■ WORK ITEM:
Your answer must be a single number: how many lines of the data include "layout".

■ DATA SHOWN:
PR #358, opened 2020-05-07
New Input variable to store api names of fields to be excluded from page layout

aleksbasic2:
Feature to exclude fields that are in the page layout from appearing in the flow component.

Classic use case is for standard fields that cannot be removed from page layout (like Case Origin or Contact Name).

■ THE ANSWER:
3